1,2José C. Aponte,1,2Hannah L. McLain,1,3Danielle N. Simkus,1Jamie E. Elsila,1Daniel P. Glavin,1Eric T. Parker,1Jason P. Dworkin,4Dolores H. Hill,4,5Harold C. Connolly Jr.,4Dante S. Lauretta
Meteoritics & Planetary Science (in Press) Link to Article [https://doi.org/10.1111/maps.13531]
1Astrochemistry Laboratory, Code 691, NASA Goddard Space Flight Center, Greenbelt, Maryland, 20771 USA2Department of Chemistry, The Catholic University of America, Washington, District of Columbia, 20064 USA
3NASA Postdoctoral Program at NASA Goddard Space Flight Center, Greenbelt, Maryland, 20771 USA
4Lunar and Planetary Laboratory, University of Arizona, Tucson, Arizona, 85721 USA
5School of Earth and Environment, Rowan University, Glassboro, New Jersey, 08028 USA
Published by arrangement with John Wiley & Sons
Evaluating the water‐soluble organic composition of carbonaceous chondrites is key to understanding the inventory of organic matter present at the origins of the solar system and the subsequent processes that took place inside asteroid parent bodies. Here, we present a side‐by‐side analysis and comparison of the abundance and molecular distribution of aliphatic amines, aldehydes, ketones, mono‐ and dicarboxylic acids, and free and acid‐releasable cyanide species in the CM2 chondrites Aguas Zarcas and Murchison. The Aguas Zarcas meteorite is a recent fall that occurred in central Costa Rica and constitutes the largest recovered mass of a CM‐type meteorite after Murchison.
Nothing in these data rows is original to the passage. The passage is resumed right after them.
Issue #538, opened 2019-12-28
Horizontal scrollbar appears in the Write activity


s-mag:
<img width="611" alt="ss" src="https://user-images.githubusercontent.com/44548987/71561283-6d947f00-2a9a-11ea-93b7-87469480ff6a.png">

I guess making the scrollbar on x-axis hidden will solve the problem. 
@llaske What do you think??

s-mag:
This problem comes when size of the screen is changed to small...

s-mag:
@FreddieN What do you think about this issue??

FreddieN:
I cannot seem to replicate the issue @s-mag I've tried using both chrome and firefox. Do I just make the window small like this?

![demo](https://i.imgur.com/WQjXSBP.png)

s-mag:
> I cannot seem to replicate the issue @s-mag I've tried using both chrome and firefox. Do I just make the window small like this?
> 
> ![demo](https://camo.githubusercontent.com/aa82c0cf64404ee42f2a43602b6ac24df521af97/68747470733a2f2f692e696d6775722e636f6d2f57516a585342502e706e67)

Well I am using firefox an the issue comes if you resize to small screens...and when you decrease the width...

s-mag:
Sorry I made a mistake that’s scrollbar...not toolbar

FreddieN:
Oh I see... Yes that is a bug. I will make a task instance on GCI now.

![bug](https://i.imgur.com/yUC7k3m.png)

FreddieN:
![task](https://i.imgur.com/Xc3o8uV.png)

It will appear once approved by an Org Admin.

s-mag:
> ![task](https://camo.githubusercontent.com/675ac2a111f5d412e46dc91fe4c04352c847168d/68747470733a2f2f692e696d6775722e636f6d2f5863336f3875562e706e67)
> 
> It will appear once approved by an Org Admin.

Thanks 
BTW I have fixed it and made a PR ...
I have referenced it above...

llaske:
It's a real issue. I've published the related GCI task here: https://codein.withgoogle.com/dashboard/tasks/5827221755789312/

llaske:
Fixed in https://github.com/llaske/sugarizer/pull/541

PR #541, opened 2019-12-29
Fixed unwanted scrollbar #538

s-mag:


s-mag:
Fixed Issue #538

s-mag:
@llaske Is the issue coming on your system???

llaske:
Good job. Thanks. Claim the matching GCI task if you want.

The overall content of organic species we investigated was systematically higher in Murchison than in Aguas Zarcas. Similar to previous meteoritic organic studies, carboxylic acids were one to two orders of magnitude more abundant than other soluble organic compound classes investigated in both meteorite samples. We did not identify free cyanide in Aguas Zarcas and Murchison; however, cyanide species analyzed after acid digestion of the water‐extracted meteorite mineral matrix were detected and quantified at slightly higher abundances in Aguas Zarcas compared to Murchison. Although there were differences in the total abundances of specific compound classes, these two carbonaceous chondrites showed similar isomeric distributions of aliphatic amines and carboxylic acids, with common traits such as a complete suite of structural isomers that decreases in concentration with increasing molecular weight. These observations agree with their petrologic CM type‐2 classification, suggesting that these meteorites experienced similar organic formation processes and/or conditions during parent body aqueous alteration.